You could probably rent from a DVC owner for significantly less, although you would not get daily housekeeping (who cares, its only 2 days).  You might save as much as a few hundred dollars.  Only you can decide if its worth your time to pursue the rental option.  

H


----------



## jmdickie (Feb 9, 2011)

Thanks and sorry moderators for posting in the wrong place (again) I hope to soon catch on!


----------



## glypnirsgirl (Feb 9, 2011)

I sent my 26 year old son and his wife there for their first anniversary. They absolutely loved it! Rose told me that she would love to go back, anytime. Jordan was thrilled with the theming. They enjoyed it so much that they hung around the resort rather than going to the parks.

$650 is more than the going rate for rental of this unit from a DVC member. I just ran the numbers for a Wednesday and Thursday night (less points than Friday and Saturday) a Deluxe Studion, Savannah view is 34 points. For standard rental rates of $12 per point, that would be $408. If the two nights were Friday and Saturday, the points would be 38 points or $456. 

In March and April, the weekday points are the same as the weekend points in February. If you are interested in renting from an owner, PM me and I will put you in touch with a very reputable renting agent.

elaine


----------



## tomandrobin (Feb 9, 2011)

jmdickie said:


> Just wondering your opinion about how much is too much for a savanna view room at the village? $650.00 for 2 nights/deluxe studio
> Do those of you who have stayed there think the experience is worth it.
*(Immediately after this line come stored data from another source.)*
PR #573, opened 2021-02-01
fix: updates should include universal2 Pythons

henryiii:
Fixes issues seen in #572

Small cleanup tweaks to black and MyPy, to make running by hand a little easier.

### DIFF
--- a/.pre-commit-config.yaml
+++ b/.pre-commit-config.yaml
@@ -21,7 +21,6 @@ repos:
   hooks:
   - id: black
     files: ^bin/update_pythons.py$
-    args: ["--line-length=120"]
 
 - repo: https://github.com/pre-commit/mirrors-mypy
   rev: v0.800
@@ -29,6 +28,7 @@ repos:
   - id: mypy
     exclude: ^(bin/|cibuildwheel/resources/).*py$
     additional_dependencies: [packaging]
+    args: ["--python-version=3.6", "--ignore-missing-imports", "--scripts-are-modules"]
   - id: mypy
     name: mypy 3.7+ on bin/
     files: ^bin/.*py$
--- a/bin/update_pythons.py
+++ b/bin/update_pythons.py
@@ -213,7 +213,7 @@ class AllVersions:
         self.windows_64 = WindowsVersions("64")
         self.windows_pypy = PyPyVersions("32")
 
-        self.macos_x86_64 = CPythonVersions()
+        self.macos_cpython = CPythonVersions()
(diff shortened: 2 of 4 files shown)


bin/update_pythons.py
```diff
@@ -229,11 +225,12 @@ def update_config(self, config: Dict[str, str]) -> None:
...
 
         # We need to use ** in update due to MyPy (probably a bug)
-        if "macosx_x86_64" in identifier:
+        if "macos" in identifier:
             if identifier.startswith("pp"):
                 config_update = self.macos_pypy.update_version_macos(spec)
             else:
-                config_update = self.macos_9.update_version_macos(spec) or self.macos_6.update_version_macos(spec)
+                config_update = self.macos_x86_64.update_version_macos(identifier, spec)
+
```
henryiii, line 233: This is much faster, especially when adding a check for 11 first.

.pre-commit-config.yaml
```diff
@@ -21,14 +21,14 @@ repos:
   hooks:
   - id: black
     files: ^bin/update_pythons.py$
-    args: ["--line-length=120"]
```
YannickJadoul, line 24: Why is this being removed? Feels unrelated.

YannickJadoul: Oh, nevermind. Moved down, I see now!

henryiii: It had to be manually given if running black directly. Now, it isn't required if running black directly.

bin/update_pythons.py
```diff
@@ -215,9 +213,7 @@ def __init__(self) -> None:
         self.windows_64 = WindowsVersions("64")
         self.windows_pypy = PyPyVersions("32")
 
-        self.macos_6 = CPythonVersions(plat_arch="macosx_x86_64", file_ident="macosx10.6.pkg")
-        self.macos_9 = CPythonVersions(plat_arch="macosx_x86_64", file_ident="macosx10.9.pkg")
-        self.macos_u2 = CPythonVersions(plat_arch="macosx_universal2", file_ident="macos11.0.pkg")
+        self.macos_x86_64 = CPythonVersions()
```
joerick, line 216: i guess this variable should be just `self.macos_cpython`? I don't see x86_64 parts...?

joerick (approved):
Thanks @henryiii - proof is in the runnin' i suppose but this looks okay to me 👍

bin/update_pythons.py
henryiii: Sure.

I am traveling with my husband and our 2 girls who are 24 and 21.



If you are going to stay at AKV, then Savannah room is a must. 

Going rate for DVC point rentals is $10-$13 per point. 

AKV is one of our favorite resorts, there is no other resort like it in the world.


----------



## chriskre (Feb 9, 2011)

I think 4 adults in a studio is way too crowded.  
AKV has 1 bedrooms that sleep 5 and have 2 full bathrooms and a small kitchen.

If it were me, I'd rent a 1 bedroom from an owner even if it meant not getting a Savannah view.  You won't be in the room much and there are plenty of animal viewing areas all around the resort.  

I love this resort and have been several times staying in a standard view.
It's nice to have a Savannah view but unless you're planning on staying in the room all day, I'd opt for the 1 bedroom with a kitchen and extra bath.


----------



## elaine (Feb 10, 2011)

we have been to AKL several times and could care less about a Savannah view--we have had SV 3X. There are so many places to view the animals that is it really not worth it, IMHO. Plus, most of the animals go in for the night and are not on the Savannah. If you are at Kidani, there is a lovely viewing lounge off of the main lobby with chairs. Also, you can walk out on the patio to view the savannah. I prefer Jambo House, as it is bigger, more impressive, and just has that wow factor. There are not that many bad views at jambo. A pool view would be fine--but really any view is OK IMHO.


----------



## vacationhopeful (Feb 10, 2011)

The studio feels cramped with 2 adults. Go for the 1bdr with 2 baths - as you will have a table to sit at. Plus, the balcony is twice as big and 2 patio doors on to it - LR and BR.


----------



## jmdickie (Feb 11, 2011)

Thanks for all of your responses. It is very helpful. I am pretty new to exchange and renting points so will read some threads on just how that works. Is there a particular thread you feel I should read regarding DVC rentals?


----------



## chalee94 (Feb 11, 2011)

it's getting a little dated but this thread from the DIS is still a good place to start to learn more about renting from an owner:

http://www.disboards.com/showthread.php?t=1669863 

the biggest change is probably that you can confirm your reservation directly at this link:

mydisneyreservation/dvc

also, adding the DDP to a DVC reservation must be paid for upfront.

here's a link to a broker if you'd rather not work with an owner directly:

http://www.dvcrequest.com/default.asp


----------



## chriskre (Feb 11, 2011)

Mouseowners has an active rent/trade/transfer board.
You can find it here:

http://www.mouseowners.com/forums/forumdisplay.php?f=58


----------